In today's pharmaceutical environment, Lifecycle Management is no longer only a regulatory or pharmacovigilance challenge, it is an operational challenge.

As organizations grow internationally, add products, integrate acquisitions, or expand into multiple markets, both Regulatory Affairs and Pharmacovigilance teams face increasing operational complexity. Activities become more interconnected, coordination becomes more difficult, and pressure grows to maintain compliance while controlling workload, timelines, and costs.

This webinar explores how these challenges develop across three common operational scenarios:

• Integration of new product types where internal expertise is limited
• Growing portfolios with constrained internal resources
• Expansion into new markets with limited local knowledge or operational capacity

For each scenario, we will connect operational complexity with its impact on variations, submissions, safety reporting, compliance oversight, and cross-functional coordination.

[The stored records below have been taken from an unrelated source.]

PR #6795, opened 2024-06-12
[ci_runner] Modify Linux workflows to download the binary from the cache, rather than using the binary provisioned on the executors

maggie-lou:
This will make it easier to ship ci_runner changes to customers with self-hosted executors

**Related issues**: N/A

### DIFF
--- a/enterprise/server/workflow/service/service.go
+++ b/enterprise/server/workflow/service/service.go
@@ -52,6 +52,7 @@ import (
 	"google.golang.org/protobuf/types/known/durationpb"
 	"gopkg.in/yaml.v2"
 
+	ci_runner_bundle "github.com/buildbuddy-io/buildbuddy/enterprise/server/cmd/ci_runner/bundle"
 	ctxpb "github.com/buildbuddy-io/buildbuddy/proto/context"
 	inspb "github.com/buildbuddy-io/buildbuddy/proto/invocation_status"
 	repb "github.com/buildbuddy-io/buildbuddy/proto/remote_execution"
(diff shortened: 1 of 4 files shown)


enterprise/server/workflow/service/service.go
```diff
@@ -1162,14 +1160,37 @@ func (ws *workflowService) createActionForWorkflow(ctx context.Context, wf *tabl
...
 
+	// NOTE: For non-Linux workflows, the executor is responsible for ensuring the
+	// buildbuddy_ci_runner binary exists at the workspace root when it sees
+	// the `workflow-id` platform property.
+	inputRootDigest, err := digest.ComputeForMessage(&repb.Directory{}, repb.DigestFunction_SHA256)
+	if err != nil {
+		return nil, err
+	}
+	if os == "" || os == platform.LinuxOperatingSystemName {
+		// On Linux, because we can build the binary with the apps with the right architecture,
```
bduffany, line 1171: nit: check arch as well, since we are starting to get more `linux/arm64` users

```suggestion
	if (os == "" || os == platform.LinuxOperatingSystemName) && (arch == "" || arch == "amd64") {
		// On Linux, because the apps are built for linux/amd64,
```

bduffany (approved):

enterprise/server/workflow/service/service.go
tylerwilliams: +1

tylerwilliams (commented):
See comments

PR #1072, opened 2017-05-29
Add session_id to helper_metadata for dmark

smn:
Some external systems, like RapidPro, rely on the channels to provide a 
reliable session identifier. For DMark we'll be relaying whatever transaction
id the aggregator gives us.


smn:
@rudigiesler ready for review

PR #1073, opened 2017-07-12
Minor changes to make sure Vumi installs on python 3

smn:
This doesn't give any guarantees on it being able to run on python 3 though.


smn:
@KaitCrawford ready for review

PR #1075, opened 2017-09-11
Improve Python 3 support

alexmuller:
This is probably really boring to review but hopefully it's fairly uncontroversial. Every change here acts identically between between Python 2.7 and Python 3.6.

I've tried to group the changes into logical commits and have added more details in each commit message.

### DIFF
--- a/.travis.yml
+++ b/.travis.yml
@@ -6,6 +6,8 @@ python:
   - "3.6"
 node_js:
   - "0.10"
+env:
+  - RUN_TESTS=true
 matrix:
   include:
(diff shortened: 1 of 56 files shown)


JayH5:
LGTM so far.

A couple of minor things:
* We should probably test against Python 3.5 as well since that's what's in Debian Jessie/Ubuntu Xenial.
* I would probably do `from __future__ import print_function` where we print.

alexmuller:
Thanks! Pushed two more commits to address your comments.

PR #1078, opened 2020-04-30
Add turn transport

erikh360:


vumi/transports/turn/turn.py
```diff
@@ -0,0 +1,205 @@
...
+                    loc = message["location"]
+                    content = 'geo:{},{}'.format(loc['latitude'], loc['longitude'])
+
+                yield self.publish_inbound_func(
+                    transport_name=self.transport_name,
+                    transport_type='sms',
+                    message_id=message_id,
+                    transport_metadata={
+                        'original_message_id': message_id,
+                        'timestamp': iso8601(message["timestamp"]),
```
rudigiesler, line 70: Vumi messages do have a timestamp, I'm wondering if we should put the timestamp on the message rather than the metadata

vumi/transports/turn/turn.py
```diff
@@ -0,0 +1,205 @@
...
+                        'network_id': request.args['provider'][0],
+                        'keyword': request.args['keyword'][0],
```
rudigiesler, line 72: I'm wondering if instead of requiring these, we just convert any querystring arguments to a dict, and add it to the transport metadata.

vumi/transports/turn/turn.py
```diff
@@ -0,0 +1,205 @@
...
+def iso8601(turn_timestamp):
+    # TODO: this will be a unix timestamp
+    if turn_timestamp:
+        ts = datetime.strptime(turn_timestamp, '%Y.%m.%d %H:%M:%S')
+        return ts.isoformat()
+    else:
+        return ''
+
+
+def normalize_outbound_msisdn(msisdn):
```
rudigiesler, line 33: Maybe a better name would be `format_msisdn_for_whatsapp` or something like that, since it takes the MSISDN, and formats it in the specific format for whatsapp.

vumi/transports/turn/turn.py
```diff
@@ -0,0 +1,205 @@
...
+    if msisdn.startswith('+'):
+        return msisdn.replace('+', '')
+    else:
+        return msisdn
```
rudigiesler, line 37: We can probably simplify this as `return msisdn.lstrip("+")`

vumi/transports/turn/turn.py
```diff
@@ -0,0 +1,205 @@
...
+
+    @inlineCallbacks
+    def do_render(self, request):
+        request.setResponseCode(http.CREATED)
+        # request.setHeader('Content-Type', 'text/plain')
+        try:
+            # TODO: validate HMAC secret
+
+            for message in request.args.get("messages", []):
+                message_id = '%s.%s' % (self.transport_name, message["id"])
```
rudigiesler, line 56: Are whatsapp message IDs not guaranteed to be unique across numbers? Or are we just being overly cautious?

vumi/transports/turn/turn.py
```diff
@@ -0,0 +1,205 @@
...
+                content = ''
+                if message['type'] == 'text':
+                    content = message["text"]["body"]
+                elif message['type'] == 'location':
+                    loc = message["location"]
+                    content = 'geo:{},{}'.format(loc['latitude'], loc['longitude'])
```
rudigiesler, line 62: I think in this case, we rather want to set the content to `None`, and put the location data in the metadata.

vumi/transports/turn/turn.py
```diff
@@ -0,0 +1,205 @@
...
+                    delivery_status = 'pending'
+                elif event["status"] == 'failed':
+                    delivery_status = 'failed'
+                elif status == 'delivered':
+                    delivery_status = 'delivered'
+                else:
+                    continue
+
+                yield self.publish_event_func(
+                    user_message_id=message_id,
```
rudigiesler, line 93: This should be the ID of the message that this event is for, not the ID of the event.

vumi/transports/turn/turn.py
```diff
@@ -0,0 +1,205 @@
...
+
+            for event in request.args.get("statuses", []):
+                message_id = '%s.%s' % (self.transport_name, event['id'])
+
+                if event["status"] == 'sent':
+                    delivery_status = 'pending'
+                elif event["status"] == 'failed':
+                    delivery_status = 'failed'
+                elif status == 'delivered':
+                    delivery_status = 'delivered'
```
rudigiesler, line 88: We can probably add `read` as a `delivered` status.

vumi/transports/turn/turn.py
```diff
@@ -0,0 +1,205 @@
...
+        try:
+            response = yield http_request_full(
+                self.config['url'], message_params.to_json(), {
+                    'User-Agent': ['Vumi Turn Transport'],
+                    'Content-Type': ['application/json'],
+                    'Authorization': ['Bearer {}'.format(TURN_TOKEN)],
+                    }, 'POST', agent_class=self.agent_factory)
+        except ConnectionRefusedError:
+            log.msg("Connection failed sending message:", message)
+            raise TemporaryFailure('connection refused')
```
rudigiesler, line 187: Instead of using this old vumi method (it has it's issues), I think we should rather rely on `treq`

vumi/transports/turn/turn.py
```diff
@@ -0,0 +1,205 @@
...
+
+
+class TurnTransport(Transport):
+
+    agent_factory = None  # For swapping out the Agent we use in tests.
+
+    def mkres(self, cls):
+        resource = cls(self.config, self.publish_delivery_report, self.publish_message)
+        self._resources.append(resource)
+        return (resource, self.config['web_%s_path' % (path_key,)])
```
rudigiesler, line 141: If we use the `HttpRpcTransport` as a base for this (even though it's not RPC), then we don't need to handle all of this ourselves. You can look at https://github.com/praekeltfoundation/vumi-vas2nets/blob/develop/vxvas2nets/vas2nets_sms.py for a good example of this.

PR #1183, opened 2025-01-20
DON-998: Misc regular giving improvments

bdsl:
…onation

Used in DonationService currently, to be re-used in RegularGivingService

PR #1333, opened 2025-04-25
DON-1140 – remove extraneous re-setting of `capture_method` on Payment Intent confirmation

NoelLH:


src/Domain/DonationService.php
```diff
@@ -74,12 +70,6 @@ class DonationService
         'The parameter application_fee_amount cannot be updated on a PaymentIntent after a capture has already been made.',
     ];
 
-
-    // for now we are opting out of async - when we go to async capture we will need to listen to the
-    // webhooks to update donations and also regular giving mandates. See
-    // https://docs.stripe.com/payments/payment-intents/asynchronous-capture#listen-webhooks
-    // and MAT-395
```
NoelLH, line 81: I just moved over the issue ref part of this comment, as I'm not convinced we need the extra stuff Stripe are talking about getting from webhooks there.

src/Domain/DonationService.php
```diff
@@ -322,7 +312,6 @@ public function confirmOnSessionDonation(
             $paymentIntentId,
             [
                 'confirmation_token' => $tokenId->stripeConfirmationTokenId,
-                ...self::ASYNC_CAPTURE_OPT_OUT
```
bdsl, line 325: so its only three months but I can't immediately remember why I added this here in https://github.com/thebiggive/matchbot/pull/1183/files#diff-bd27501321f38ab1ad31b1e5c4640c8f32b128dd8b282103ad0a6801476c87f8R69 . Trying to work that out to check if I misunderstood something then or if there's a reason we should keep it.

bdsl (approved):
LGTM, I think maybe the stripe docs at https://docs.stripe.com/api/payment_intents/update are wrongly showing the capture_method as if it was changeable on update and that mislead me 3 months ago. More comments on Jira.

PR #1336, opened 2025-04-26
Develop -> main

NoelLH:


bdsl (approved):
I don't think this code is actually used anywhere in production other than for regular giving use cases which aren't yet live, but deploying to prod now in case I'm wrong and since it is an important bug fix.

PR #1338, opened 2025-04-26
Add MYSQL schema to files with commands to update files from DB and c…

bdsl:
…heck they match

Intended to make it easier for us to see what our DB schema is by having it as files in the repo, and to see changes as diffs.

To update files after changing DB schema content:
```shell
	./matchbot matchbot:write-schema-files
```

To check if files match:
```shell
./matchbot matchbot:write-schema-files --check
```

The latter has been added to circleCI config.

This could be used in in almost any app with a DB - similar to how Ruby On Rails generates a schema.rb file. I'm not aware of any existing tool to do this in PHP, but there may well be one.


src/Application/Commands/WriteSchemaFile.php
```diff
@@ -0,0 +1,141 @@
...
+            }
+
+            $description = $connection->executeQuery("SHOW CREATE TABLE $table")->fetchAllAssociative();
+            $createTableStatement = $description[0]['Create Table'];
+            \assert(is_string($createTableStatement));
+
+            /* AUTO_INCREMENT varies depending on data (not metadata) in db, not suitable to commit) */
+            $createTableStatement = (string)\preg_replace('/AUTO_INCREMENT=\d+ /', '', $createTableStatement);
+
+            /* Charset and collation vary between local docker setup and circleci. Leave out of files for now to allow
```
NoelLH, line 85: Presumably we could make these match and save a bit of complexity by extending `cimg/mysql` to set params [as for RDS](https://github.com/thebiggive/infrastructure/blob/a0b30387532ddbe24ffc2ccb2a311f3155957a21/terraform/rds-matchbot.tf#L109-L149), but I think this is also fine.

NoelLH (approved):
I see how this could make looking at schema history a little quicker, but it also adds a dev step in cases where we already need to run a migrations diff; and it's also a step that doesn't exist in PHP dev more generally whereas working with ORM and migrations in this way is pretty standard. So probably worth having a readme note about that and a Composer script that does both things together, without wiping the local database as `doctrine:delete-and-recreate` does?

bdsl:
> I see how this could make looking at schema history a little quicker, but it also adds a dev step in cases where we already need to run a migrations diff; and it's also a step that doesn't exist in PHP dev more generally whereas working with ORM and migrations in this way is pretty standard. So probably worth having a readme note about that and a Composer script that does both things together, without wiping the local database as `doctrine:delete-and-recreate` does?

Yes sounds good. Probably the script can do the three things: migrations diff; migrations migrate; and and write schema files.

src/Application/Commands/WriteSchemaFile.php
bdsl: Yes. Having our own docker image just to make this script simpler seems like a bad trade-off, but there probably will be other reasons that we'd want to use the same collation and charset in circleci as in prod.

PR #1339, opened 2025-04-29
Fix marking Salesforce donations to retry after a push failure

NoelLH:


src/Domain/DoctrineDonationRepository.php
```diff
@@ -661,6 +678,7 @@ public function push(DonationUpserted $changeMessage): void
 
             return;
         } catch (BadResponseException $exception) {
+            $this->setSalesforceRePushNeeded($changeMessage->uuid);
```
NoelLH, line 681: I believe this fixes the very specific immediate problem, but it seems like it may be safer to also set the push status before every push attempt so we are protected from similar bugs on different types of crash or exception around here too. Not sure.

If we did want to do that it would maybe make sense to do it before the Messenger message is dispatched. Lots of things envelope these the same so a donation service helper that does both may work.

PR #1342, opened 2025-04-30
Fix ECS entrypoints trying to run against test DB

NoelLH:


composer.json
```diff
@@ -137,8 +140,9 @@
         ],
         "doctrine:ensure-prod": "doctrine orm:ensure-production-settings",
         "doctrine:generate-proxies": "doctrine orm:generate-proxies",
+        "doctrine:migrate:live": "vendor/bin/doctrine-migrations migrate --no-interaction --allow-no-migration",
         "doctrine:migrate": [
-            "vendor/bin/doctrine-migrations migrate --no-interaction --allow-no-migration",
+            "@doctrine:migrate:live",
```
bdsl, line 145: this looks like a necessary fix although afaik the bug comes from f78599c0701bd which was in Jan so not sure if/why we'd just start getting alerts about it now. 

Ideally I think we'd make either have the live and dev versions be equal complexity commands or have live be the default instead of having non-live be default, but I think let's get this out as-is for now to stop generating alarms.

bdsl (approved):

composer.json
NoelLH: @bdsl I'm also not clear on that, I missed that both things changed in Jan and not just the cache one. I guess something to do with the new `Settings` now being in a container alongside all other app dependencies, and the timing vs. Composer's `putenv`?

PR #1345, opened 2025-05-02
MAT-390: Adjust matchbot:delete-stale-payment-details to also clear non-usable cards from passworded accounts

bdsl:
…command

Once changes from
https://github.com/thebiggive/donate-frontend/pull/1968 are operating in each environment I'm planning to adjust this command so that it can also detatch all the payment methods we don't have a use for from donors who *do* have passwords set. Should only be needed for as long as takes to get through all the donor accounts / stripe customers from before the date of the front end change.

Dry run mode should help us see what it will do in advance, in dev env even if nowhere else.

### DIFF
--- a/src/Client/Stripe.php
+++ b/src/Client/Stripe.php
@@ -8,12 +8,14 @@ use MatchBot\Domain\StripeCustomerId;
 use MatchBot\Domain\StripePaymentMethodId;
 use Stripe\BalanceTransaction;
 use Stripe\Charge;
+use Stripe\Collection;
 use Stripe\ConfirmationToken;
 use Stripe\CustomerSession;
 use Stripe\Exception\ApiErrorException;
 use Stripe\Exception\InvalidRequestException;
 use Stripe\PaymentIntent;
 use Stripe\PaymentMethod;
+use Stripe\SearchResult;
 use Stripe\SetupIntent;
 
 /**
@@ -35,6 +37,11 @@ interface Stripe
      * @throws ApiErrorException
      */
     public function updatePaymentIntent(string $paymentIntentId, array $updateData): void;
+
+    /**
+     * @throws ApiErrorException
+     */
+    public function updateCustomer(string $customerId, array $updateData): void;
 
     /**
      * @throws ApiErrorException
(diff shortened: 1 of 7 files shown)


bdsl:
This needs to be held back until after https://github.com/thebiggive/donate-frontend/pull/1968 is in production, otherwise it will mark customers as having had their payment methods cleared and then FE will go and add new methods to them that need clearing.

src/Client/Stripe.php
```diff
@@ -73,4 +80,12 @@ public function createSetupIntent(StripeCustomerId $stripeCustomerId): SetupInte
...
 
     public function detatchPaymentMethod(StripePaymentMethodId $paymentMethodId): void;
+
+    public function searchCustomers(array $searchParams): SearchResult|Collection;
+
+    /**
+     * Returns a list of PaymentMethods for Treasury flows.
+     * @return \Stripe\Collection<\Stripe\PaymentMethod>
+     */
+    public function listAllPaymentMethodsForTreasury(array $array): Collection;
```
NoelLH, line 90: As discussed, we'll probably phase out this call and use 'list for customer' per recommendation at https://docs.stripe.com/api/payment_methods/list

tests/Application/Commands/DeleteStalePaymentDetailsTest.php
```diff
@@ -87,8 +84,68 @@ public function testDeletingOneStaleCard(): void
...
+    {
+        $stripeClientProphecy = $this->prophesize(Stripe::class);
+        $customer = new Customer('cus_some_cust_id');
+        $customer->metadata = new StripeObject();
+
+        $paymentMethod1 = new PaymentMethod('pm_1');
+        $paymentMethod1->allow_redisplay = 'always';
+
+        $paymentMethod2 = new PaymentMethod('pm_2');
+        $paymentMethod2->allow_redisplay = 'never';
```
NoelLH, line 97:
```suggestion
        $paymentMethod2->allow_redisplay = 'limited';
```

tests/Application/Commands/DeleteStalePaymentDetailsTest.php
```diff
@@ -87,8 +84,68 @@ public function testDeletingOneStaleCard(): void
...
+        $stripeClientProphecy = $this->prophesize(Stripe::class);
+        $customer = new Customer('cus_some_cust_id');
+        $customer->metadata = new StripeObject();
+        $customer->metadata['hasPasswordSince'] = 'any non null value';
+
+        $paymentMethod1 = new PaymentMethod('pm_1');
+        $paymentMethod1->allow_redisplay = 'always';
+
+        $paymentMethod2 = new PaymentMethod('pm_2');
+        $paymentMethod2->allow_redisplay = 'never';
```
NoelLH, line 128:
```suggestion
        $paymentMethod2->allow_redisplay = 'limited';
```

NoelLH (dismissed):

NoelLH (dismissed):
All LGTM!

I see we have some preexisting places still using Stripe `customers->allPaymentMethods` directly, so it might be nice eventually to replace these with the new helper too to help quickly see all similar calls together. But not essential and doesn't need to be on this PR.

NoelLH (approved):

PR #1347, opened 2025-05-06
Remove donation create retry logic that was never run during GMF2025 …

bdsl:
…and I believe would not have worked anyway

A UniqueConstraintViolationException afaik not be usefully retryable because the EM would be closed the finally block of \Doctrine\ORM\UnitOfWork::commit


NoelLH (approved):
Makes sense, as discussed we might hit this scenario in not-pre-warmed campaigns but the recovery likely doesn't work now in that case anyway. Expected to stop being a possible crash when we pre load all campaigns into MatchBot before launch.

PR #1348, opened 2025-05-06
Fix some PHPStan errors

bdsl:


integrationTests/DonationPersistenceTest.php
```diff
@@ -32,20 +32,6 @@ public function testItSavesADonationToDB(): void
         $this->assertRowsSimilar($this->donationRow(), $donationRow);
     }
 
-
```
bdsl, line 35: the test above checks that it can save and then load from the DB. IMHO it's not especially useful to just check loading in isolation, and now that campaign_id is non-nullable this is more awkward to set up as we have to insert the charity and campaign into db before we can manually insert a donation.

phpstan-baseline.neon
bdsl, line 1: all deletions no added lines in this file

src/Application/Handlers/HttpErrorHandler.php
```diff
@@ -73,7 +73,6 @@ protected function respond(): Response
 
         if (
             !($exception instanceof HttpException)
-            && ($exception instanceof Exception || $exception instanceof Throwable)
```
bdsl, line 76: this could never have been false

src/Domain/Campaign.php
```diff
@@ -26,10 +26,11 @@ class Campaign extends SalesforceReadProxy
      * @var Charity
      */
     #[ORM\ManyToOne(targetEntity: Charity::class, cascade: ['persist'])]
-    #[ORM\JoinColumn(name: 'charity_id', referencedColumnName: 'id')]
+    #[ORM\JoinColumn(name: 'charity_id', referencedColumnName: 'id', nullable: false)]
```
bdsl, line 29: see https://github.com/thebiggive/matchbot/pull/1348/files#r2075960211

schema/FundingWithdrawal.sql
```diff
@@ -7,7 +7,7 @@
 
 CREATE TABLE `FundingWithdrawal` (
   `id` int unsigned NOT NULL AUTO_INCREMENT,
-  `donation_id` int unsigned DEFAULT NULL,
+  `donation_id` int unsigned NOT NULL,
```
bdsl, line 10: `SELECT * from FundingWithdrawal where donation_id is null; ` returns empty in prod

src/Monolog/Handler/SlackHandler.php
```diff
@@ -44,7 +44,7 @@ public function handle(array|\ArrayAccess $record): bool
 
         $lines = explode(PHP_EOL, $message);
 
-        $messageFirstLine = $lines[0] ?? '';
+        $messageFirstLine = $lines[0];
```
bdsl, line 47: explode cannot return an empty array

src/Domain/CampaignFunding.php
```diff
@@ -37,6 +37,7 @@ class CampaignFunding extends Model
     protected Collection $campaigns;
 
     #[ORM\ManyToOne(targetEntity: Fund::class, cascade: ['persist'], inversedBy: 'campaignFundings')]
+    #[ORm\JoinColumn(nullable: false)]
```
NoelLH, line 40:
```suggestion
    #[ORM\JoinColumn(nullable: false)]
```

src/Application/Handlers/HttpErrorHandler.php
NoelLH: Yep, this is the one I tweaked while porting to Identtiy

NoelLH (dismissed):

PR #1350, opened 2025-05-07
Turn off foreign key checks for remaining new migration

NoelLH:


bdsl (approved):
Thanks, managed to forget that I did three migrations not two. Makes sense that since I didn't fix the oldest none of them will have run yet in staging.

PR #1351, opened 2025-05-07
MAT-390 part 3: Display all payment cards on payment methods page, us…

bdsl:
…e stripe default to show only cards with redisplay="always" on in payment element

Should not be merged until part 2 is completed running in production.

See https://docs.stripe.com/api/customer_sessions/create#create_customer_session-components-payment_element-features-payment_method_allow_redisplay_filters

> components.payment_element.features.payment_method_allow_redisplay_filtersarray of enums

> A list of allow_redisplay values that controls which saved payment methods the Payment
> Element displays by filtering to only show payment methods with an allow_redisplay value
> that is present in this list.
>
> If not specified, defaults to [“always”]. In order to display all saved payment methods,
> specify [“always”, “limited”, “unspecified”].

### DIFF
--- a/src/Application/Actions/GetPaymentMethods.php
+++ b/src/Application/Actions/GetPaymentMethods.php
@@ -41,22 +41,22 @@ class GetPaymentMethods extends Action
 
         $regularGivingPaymentMethod = null;
 
-        // exclude payment methods with 'allow_redisplay' set to limited:
-        $displayableMethods = array_values(array_filter(
+        $nonRegularGivingMethods = array_values(array_filter(
             $paymentMethodArray,
             static function (array $paymentMethod) use ($donor, &$regularGivingPaymentMethod) {
                 if ($paymentMethod['id'] === $donor->getRegularGivingPaymentMethod()?->stripePaymentMethodId) {
                     $regularGivingPaymentMethod = $paymentMethod;
-                } else {
-                    return in_array($paymentMethod['allow_redisplay'], ['always', 'unspecified']);
+                    return false;
                 }
+
+                return true;
             }
         ));
 
         return $this->respondWithData(
             $response,
             [
-                'data' => $displayableMethods,
+                'data' => $nonRegularGivingMethods,
                 'regularGivingPaymentMethod' => $regularGivingPaymentMethod
             ]
         );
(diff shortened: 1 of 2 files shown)


src/Application/Actions/GetPaymentMethods.php
```diff
@@ -41,22 +41,22 @@ protected function action(Request $request, Response $response, array $args): Re
 
         $regularGivingPaymentMethod = null;
 
-        // exclude payment methods with 'allow_redisplay' set to limited:
-        $displayableMethods = array_values(array_filter(
+        $nonRegularGivingMethods = array_values(array_filter(
             $paymentMethodArray,
             static function (array $paymentMethod) use ($donor, &$regularGivingPaymentMethod) {
                 if ($paymentMethod['id'] === $donor->getRegularGivingPaymentMethod()?->stripePaymentMethodId) {
                     $regularGivingPaymentMethod = $paymentMethod;
```
bdsl, line 48: this had an implicit return null before - replaced it with explicit return false.

NoelLH: Does this mean we're removing the Regular Giving method from the cards you manage in the account page?

NoelLH (approved):

src/Application/Actions/GetPaymentMethods.php
bdsl: It's on the page, its just shown by itself instead as part of the main list. That's why line 49 assigns $regularGivingPaymentMethod before returning null. This PR isn't intending to change that.

bdsl: I can't 100% remember why we decided to only list it separately, but maybe we thought it would be confusing having it twice, and there are special rules for deleting it - I think you can't delete it, you can only replace it with another method, unless you have zero active mandates.

NoelLH: Right, yep that does now ring a bell. I guess the mutually exclusive on- or off-session choice for the different purposes also makes it potentially clearer to keep them distinct.

bdsl:
Merging this slightly in advance, as I expect MAT-390 part 3 to be completed within the next hour in prod. Merging to be ready to deploy in the morning.

PR #1353, opened 2025-05-07
MAT-390 / ID-52: Delete DeleteStalePaymentDetails command

bdsl:
When MAT-390 part 2 is complete in production, and Identity has taken over detaching payment methods for customers without passwords, and the call to this command in identity is not needed, the command and its supporting code will be redundant.


src/Client/Stripe.php
```diff
@@ -80,8 +75,4 @@ public function createSetupIntent(StripeCustomerId $stripeCustomerId): SetupInte
     public function retrievePaymentMethod(StripeCustomerId $customerId, StripePaymentMethodId $methodId): PaymentMethod;
 
     public function detatchPaymentMethod(StripePaymentMethodId $paymentMethodId): void;
-
-    public function searchCustomers(array $searchParams): SearchResult|Collection;
-
-    public function listAllPaymentMethodsForCustomer(StripeCustomerId $id, array $params): Collection;
```
bdsl, line 86: I might not have deleted these if Stripe hadn't made me, but I think there is value in keeping only the functions we actually use here so we can somewhat at a glance which Stripe features matchbot uses.

NoelLH (dismissed):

The session will also highlight:

• Loss of control — Where lifecycle execution typically starts to lose control
• Emerging risks — What risks emerge in terms of compliance, timelines, data consistency, and operational efficiency
• Scalable structure — How organizations can structure Lifecycle Management activities in a more scalable and cost-efficient way

We will conclude with case studies showing how an integrated Lifecycle Management approach helped stabilize operations, reduce complexity, and improve efficiency and cost control across Regulatory and Pharmacovigilance functions.